We examined ANKRD46 [NCBI: NP940683] and EIF4A2 [NCBI: NP001958] protein levels by IHC on TMAs constructed by the BC cases described in Materials and Methods. EIF4A2 was found in the cytoplasm, and ANKRD46 was seen in both the cytoplasm and nucleus (Figure 6a). ANKRD46 low expression was found in 47.5% (staining score < 4; median = 4); EIF4A2 low expression was found in 21.2% (staining score < 7; median = 7) of the 99 BC cases. Next, we investigated the negative regulation of endogenous EIF4A2 and ANKRD46 protein by endogenous miR-21 in vivo. In 99 successfully tested cases out of 113, endogenous miR-21 and EIF4A2 protein levels were inversely expressed in resected patient tumors (r_s = -0.283, n = 99, P = 0.005, Spearman's correlation analysis). However, no significant association between miR-21 and ANKRD46 (P = 0.181, Spearman's correlation analysis) was observed.

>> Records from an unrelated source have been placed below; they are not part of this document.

PR #442, opened 2023-06-27
🪵 Return temp folders / log files from export functions

fwkoch:
This weaves in some return values to various export functions. These report temp folders and log files that got created during export. This can subsequently be cleaned up, moved around, etc. (None of this yet happens in `myst-cli` - though it would probably make sense to add a `--clean` option to directly clean as we go, rather than needing to invoke `myst clean`).

This also includes a small fix to imagemagick cli args.


rowanc1 (approved):
Looks good!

Using Pearson's Chi-Square test, we found that, in BC tissues, IF4A2 protein correlated with CerbB2 status (P = 0.019), and ANKRD46 protein correlated with ER (P = 0.021) and PR (P = 0.001, Table 3). No significant correlation was observed between EIF4A2, ANKRD46, or other parameters. The five-year overall survival rate of the 99 BC patients was 59.60% (Figure 6b). The five-year survival rate in patients with high EIF4A2 protein level was 64.10% (n = 78), significantly higher than those with a low EIF4A2 protein level (42.86%, n = 21; P = 0.044, log-rank test; Figure 6b). The five-year survival rate in patients with high ANKRD46 protein was 53.85% (n = 52), which was not statistically different from those with low ANKRD46 protein (65.96%, n = 47; P = 0.146, log-rank test; Figure 6b).